Well, that might be a bit extreme. At least if they do they should put in a bit more effort.
Perhaps I need to explain my problem here. The complaint I have concerns automatic tweets – popular with bloggers and online publshers in general. Extremely unpersonal, often unhelpful clipits drawing the audiences attention to a new article or blog entry. Here’s an example:
[news] Pepsi drinkers join the dots: Anyone buying a Pepsi Max soft drink over the next few w.. http://tinyurl.com/5qu3w3
Ok, so it’s pretty obvious what’s wrong with this tweet. The article the Guardian Media is trying to promote is about a campaign by Pepsi which uses QR codes on the side of their cans – not that you’d have known from the tweet.
The problem is they’ve used a witty headline not a descriptive one. In itself that is fine. Like many online publishers, however, the Guardian have opted against manually tweeting and have integrated (presumably) their CMS with Twitter. More specifically, the tweet is a concatination of the articles title and the begining of the text. It just so happens that neither of those blocks of text mension QR codes.
There is a lot to be said for automation, though. It’s not just that this system saves the author of the article or blog time. It also ensures consistency – all articles get posted. And, to be fair, most of the time these posts are okay…
…not always though. Personally, I’ve stopped following the Guardian Media on twitter (and Scientific American) because these badly formed tweets annoy me way too much. Take the article above, for example. A human author might tweet something like this:
Pepsi launch campaign using QR codes on cans. Drinkers get access to secret content through phone browser.
That sums up the article much better, with 33 characters spare for the URL. I’d be far more likely to read the article having read that tweet, as I think QR codes are interesting (I’m a bit of a geek) and appreciate imaginative marketing.
So what’s the answer? Is there a way to achieve the normalization and efficiency of an automated system while being a good Twitterer? Well yes, I think there is.
I’ve been playing with the workflow engine in Nstein’s WCM and have written a nifty little Twitter-bot. It’s secret is it’s ability to understand content. Nstein also produce a text mining engine (TME) which is ingrained into the WCM right down to the core. This means that semantic data about an article is always easily accessible. I’ve used this automatically extracted meta data in two ways for my bot.
Firstly, I’ve made use of the TME’s concept and entity extraction features to create hash-tags. For those who don’t know, a hash-tag is a peice of meta-data associated to a tweet. They are prefixed with a hash (#) character and generally are alpha numeric. A lot of automated tweets now use hash-tags with vary degrees of success. @northamptonrfc (the rugby team I support), for example, tags all tweets with “#rugby”. Well I never. The correct use of hash-tags (IMHO) is to:
- Add relevant meta data to a tweet which adds meaning.
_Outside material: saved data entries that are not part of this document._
PR #1350, opened 2026-07-07
NTR: new feature payment link

### LINKED ISSUE #275: Mollie Checkout URL as a variable for Email Templates
It would be real nice to have the mollie checkout url for a customer as a variable for email templates. The regular Shopware routine for failed payments is not the best one in terms of conversion and we've received better results with directly sending customers the mollie checkout url.

### LINKED ISSUE #542: Feature Request: Send payment link from admin
Hi,

We often make manual orders and would be great if we can send an payment link directly from the admin when making the order. 

Would be great if this can be bases on an SW template, so we can modify the layout.

The 'reminder' function us used for failed payments from online orders.

BlackScorp:
fix #542 
fix #275


BlackScorp:
will try a different approach

PR #1365, opened 2026-07-13
NTR: fix payment with additonal path

BlackScorp:


konstantinkoeppe:
Hi Vitalij, it's Konstantin from the Shopware ticket - here are the details, since the formatting works better on this side.

I went through your changes against our installation (MolliePayments 5.1.0, Shopware 6.7.12.1). The two return-flow fixes look right to me:

- **`RouteBuilder` using `router` instead of `router.default`** is exactly the fix we applied on our side on Monday - we override that same constructor argument via a compiler pass, since we cannot patch the plugin itself.
- **Forwarding with the inherited routing attributes plus `sw-skip-transformer`** is the correct fix. It is what `StorefrontController::forwardToRoute()` does, so the sub-request keeps the sales channel and finalize actually runs. It also makes our own workaround (a decorator that let a forwarded sub-request inherit the main request's routing attributes instead of throwing) unnecessary, which is the outcome we were hoping for.

## One issue in the new paid-guard

In `Pay::execute()`:

```php
return new RedirectResponse($shopwareFinalizeUrl);
```

`$shopwareFinalizeUrl` is core's `payment.finalize.transaction` URL for the transaction that is *currently being paid*. `PaymentProcessor::getCurrentOrderTransaction()` only ever hands `pay()` a transaction in the **initial** state, never the paid one. So whenever the guard triggers, it redirects into finalize for a transaction that has no Mollie payment attached, because you return before `savePaymentExtension()`.

Finalize then runs into this:

1. `getPaymentByTransactionId()` finds no `mollie_payments` extension on the transaction
2. it falls back to `repairLegacyTransaction()`, which needs the order custom fields `order_id` and `transactionReturnUrl`. Those are v4-era keys: `Payment::toArray()` serialises the struct's camelCase property names (`orderId`, `finalizeUrl`), and nothing in 5.x writes `transactionReturnUrl` at all, so it returns `null`
3. -> `TransactionWithoutMollieDataException`
4. -> `AbstractMolliePaymentHandler::finalize()` wraps it as `PaymentException::asyncFinalizeInterrupted`
5. -> core's `PaymentProcessor::finalize()` catches it and calls `transactionStateHandler->fail()`

So the double charge is prevented, which is the main thing. But the already-paid order ends up with a **failed transaction as its newest one**, the payment-failed flows fire on an order that is in fact paid, and the customer is sent to the token's error URL (in the account flow that is the edit-order page, i.e. a payment form again) instead of the finish page.

Redirecting to `frontend.checkout.finish.page` for the order - the way `PaymentController::redirectAfterFinalize()` already handles the consumed-token case - would avoid this. Cancelling the redundant open transaction rather than leaving it behind would be the icing on the cake.

## Two things the guard does not cover

In case they are not already on your list:

1. The guard only checks paid/authorized **at creation time**. If a customer abandons the payment at Mollie, retries, and then completes the first payment from the still-open tab, both payments are chargeable: the earlier one is never cancelled, and in our case the card payments came back as `isCancelable: false`. That is how one of our orders ended up with three completed payments.
2. `savePaymentExtension()` overwrites the stored Mollie payment id, and `WebhookRoute::notify()` resolves the payment through `getPaymentByTransactionId()`, i.e. from that single field rather than from the payment id Mollie sends in the webhook body. Once a retry has happened, the earlier payment can never reconcile.

The `PrefixDomainFixture` and the Cypress test are a very welcome addition. That path-prefixed domain is exactly the condition that hides this class of bug from a default installation.

BlackScorp:
@konstantinkoeppe 

thanks for your details, ill will check the flow.

According to your questions.

1) i tried to handle the issue with this Pull request https://github.com/mollie/Shopware6/pull/1353/changes.

I checked shopware how shopware shows the payment status in the order overview. i thought first, that shopware just orders the transactions by date and show the latest. but it looked like that shopware shows in the overview the latest successfull transactions. all failed transactions afterwards are added to the database but not shown in the admin.

so if a customer completes both payments and will add two multiple payments, then he will be charged twice that is true. but the issue here is, that i cannot cancel open payments via API, i already tried it. payments with status open is cancelled. 

so i cannot prevent the customer for paying multiple times.

i also tried to store the inital payment id and reuse it, on a 2nd payment attempt. but here the api does not allow to change the payment method. you have to stick to the same payment method until the payment is either paid or cancelled. 

since this is a very rare case, that a customer opens multiple tabs and then complete the payment in multiple tabs, we decided not to handle that. 

right now i have only the option to reuse the payment id from mollie and if a customer started the checkout with paypal and then opens the shop in a new tab and edit the order, that i hide all other payment methods so he cannot switch it untill he actively cancelled it on the side of paypal. but this would confuse the customer. 

2) as far as i understood. paymentExtensions are primarly saved per transaction in the custom fields. i added additionally the data to order custom fields, they are not used by our plugin, the fields are used for external plugin like JTL this plugin can only read from order custom fields to export transaction data to a Warenwirtschaftsystem :D 

So every transactions maps to one payment at mollie, and every payment has his own webhook URL for transaction. 

I will check your description and see what i can do. but cancel a payment or prevent the customer from paying mulitple times is not possible for me.

BlackScorp:
@konstantinkoeppe i opened a new issue to discuss further details https://github.com/mollie/Shopware6/issues/1375. it is easier than searching for closed tickets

- Create a trend to follow (essencially a thread accross all Twitter users).
In order to meet those criteria the tag needs to be meaningful. It stands to reason. In the Pepsi example above two tags spring to mind: “#pepsi” and “#qrcode”. Including 2 spaces that makes an extra 15 characters which can (relatively) easily be fitted in before the TinyURL. Nstein’s TME would, undoubtedly, have picked these concepts out.
“QR Code” is what the TME refers to as a complex concept, that is, a phrase. “Pepsi” is an entity, specifically an organisation name. A simple regex can transform these strings into hash-tags. Using this technique the bot imediately adds a great deal of meaning to the tweet.
The second way in which I’ve leveraged the meta data extracted by the TME is using NSummarizer. This cartridge takes a document, splits it into sentence components, rates each component on its relevance to the article and returns the best scoring one(s) as a brief summary of the document. This is a really useful tool for getting around the issue of having a first sentence which is not (particularly) descriptive of the article as a whole.
So, does it work? Well I’ve used this blog as a test, here’s the resultant tweet:
I’ve made use of the TME’s concept and entity extraction features to create hash-tags. #tweet #nsteinswcm http://tinyurl.com/d3ozzn
Personally, I count that as a success.